New Charter established Quest Media as an umbrella organisation to run the Reporter and Tameside Radio, which came into its ownership in 2013. In 2015 both the newspaper and radio station were moved from Stalybridge to Cavendish Mill, Cavendish Street, Ashton-under-Lyne, marking the Reporters return to the town of its birth after a gap of more than ten years.

In 2026 the Reporter offices moved to Globe Square, Dukinfield.

==Milestones==
- 1855 First issue of the Ashton Weekly Reporter and Stalybridge and Dukinfield Chronicle published on 14 April.
- 1858 Name changed to Ashton and Stalybridge Reporter on 10 April.
- 1866 Name of paper changes to Ashton Reporter (27 October).
- 1870 John Andrew marries Martha Ann Hobson, daughter of Edward Hobson.
- 1873 First edition of Gorton and Openshaw Reporter published in January.
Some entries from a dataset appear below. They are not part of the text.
PR #86, opened 2023-02-02
Conversions Update

anshgupta1234:
This PR accomplishes two separate things:

- It consolidates the hypoelastic pressure calculation within the `s_compute_pressure` subroutine.
- It does all speed of sound calculations with the `compute_speed_of_sound` and eliminates a few parameters for the inline subroutine.

Tested on Bridges2 w/ GPU and visualized examples/2D_shockbubble correctly.


sbryngelson:
Can you do benchmark tests to see what degree this slowed things down?

sbryngelson:
Thanks! I found a few things, for example:

https://github.com/anshgupta1234/MFC/blob/ccf1f443679249277e013f5027bc3db1ca8dfe2b/src/post_process/m_derived_variables.f90#L250-L304

and 

https://github.com/anshgupta1234/MFC/blob/ccf1f443679249277e013f5027bc3db1ca8dfe2b/src/simulation/m_data_output.fpp#L1038

https://github.com/anshgupta1234/MFC/blob/ccf1f443679249277e013f5027bc3db1ca8dfe2b/src/simulation/m_start_up.fpp#L1127

sbryngelson:
I'm a little concerned about the readability of these inline functions. The main problem is that you do not get to define a scope. So for example, in your case one needs `blkmod1`, `blkmod2`, etc. etc. to all be defined whenever one calls your inlined routine, which lives in a different file. This won't be obvious to the developer. This gets more complicated if one isn't sure what type a variable should be (in which case I suppose they would hunt around for another invocation of this routine and copy/paste that). 

I'm open to ideas that make these "inlined" fypp macro functions more readable without sacrificing speed. One option is to make this a private subroutine that gets stamped at the bottom of all relevant f90 files on compilation. With this, you get to define the scope yourself, but you don't sacrifice speed because it will be in the appropriate module. There are a few problems with even this, though, like having to include the fypp file at the top of all the relevant modules (maybe this isn't such a high price?). 

I think there is probably a better way than this suggestion though. @henryleberre ? @anshgupta1234 ? (any ideas..)

sbryngelson:
@anshgupta1234 can you recheck the runtimes on GPU? sorry

sbryngelson:
this does seem like quite the clean fix to the problem, though.

anshgupta1234:
@sbryngelson I would certainly test it if Bridges2 would just give me a GPU!

sbryngelson:
You can also try Phoenix/Wingtip3/etc.

anshgupta1234:
Master: 
- Riemann solvers: 6e-4
- Total time: 20.6s

Current:
- Riemann solvers: 7e-4
- Total time: 28s

@sbryngelson

sbryngelson:
This is quite the change (a 50% increase in runtime!). I'm not sure we should proceed this way (or why it is so slow).

sbryngelson:
you should be able to see if the call was indeed inlined using `Minfo=accel`.  I'm guessing it wasn't.

anshgupta1234:
@sbryngelson It looks like it's being inlined...
image

sbryngelson:
It does appear that way. And can you confirm that there is still this massive slowdown in m_riemann_solvers? if so, can you confirm it is associated with this subroutine by using nvtx statements (which will tell you how much time is spent in certain code regions when you perform a profile with Nsight Systems).

anshgupta1234:
This is very odd...I just ran `master` and `conversions_update` on Phoenix SLURM, and the times were nearly identical! (28s vs 29s) I'll run it again tomorrow to make sure it's not a big slowdown.

sbryngelson:
Please also check on an older commit as well.

anshgupta1234:
@sbryngelson Tested on a [week-old commit](https://github.com/MFlowCode/MFC/commit/90f0e406d2fc32c402268d619f4b653299f32347). Still 28s.

sbryngelson:
Great. Can you do an nsight systems profile to check the proportions of which kernel takes however much time? Reimann solvers and WENO should be similar. This is useful information regardless, since I'm not sure the last time we did such a profile. In the future it will be in the CI workflow.

anshgupta1234:
As expected, this branch and master are basically identical in benchmarking. 

**Benchmark**

Test 1:
- My Branch: 2.93e-2 s/timestep
- Master: 3.04-2 s/timestep

Test 2:
- My Branch: 1.57e-2 s/timestep
- Master: 1.58e-2 s/timestep

These are 3D cases run on 2 V100s on Phoenix. I think this PR is good to go, I'll just compress it.

sbryngelson:
@henryleberre can you please have a quick review of this

sbryngelson (approved):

- 1876 First Evening Reporter published (6 December).
- 1879 First editions printed at Warrington Street, Ashton (11 January).
- 1885 First edition of Cotton Factory Times (15 January).
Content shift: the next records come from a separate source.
PR #90, opened 2023-02-09
Add NoSlipWall as "-14"

haochey:
Add the NoSlip Wall boundary condition to the options as "-14" which works with "WENO order = 1"


sbryngelson:
Cannot be merged until validated and working for all WENO orders.

PR #96, opened 2015-07-31
Fix includes for qt-5.5 compatibility

martyg77:
Fix broken trunk build when compiling against qt-5.5
Ref. Ticket 12480


stuarta:
commited. Thanks very much

PR #98, opened 2015-10-07
Fix mytharchive

benklop:
in current mytharchive, using python 2.7.9, mythburn.py fails due to not properly formatting the hostname into a query retrieving settings from the db. this should fix that issue.


dekarl:
thank you for the contribution, fixed in 9ce6aaa2f08d57a86068e65c6078492b03880b23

- 1889 First edition of Yorkshire Factory Times (September).
- 1890 First editions of (Hull) Workman's Times (6 June) one of the first newspapers to support the Independent Labour Party.
- 1892 Last edition of the (Railway) Workman's Times (2 April).
- 1906 John Andrew dies on March 30. Buried in Dukinfield Cemetery.
- 1907 Last edition of the Yorkshire Factory Times.
- 1914 Last edition of the Evening Reporter (4 August).
- 1918 Price of Reporter increased to 2d.
- 1925 Reporter becomes limited company on 30 July.
- 1934 Reporter takes over North Cheshire Herald on 12 June. Retires Hyde Reporter title.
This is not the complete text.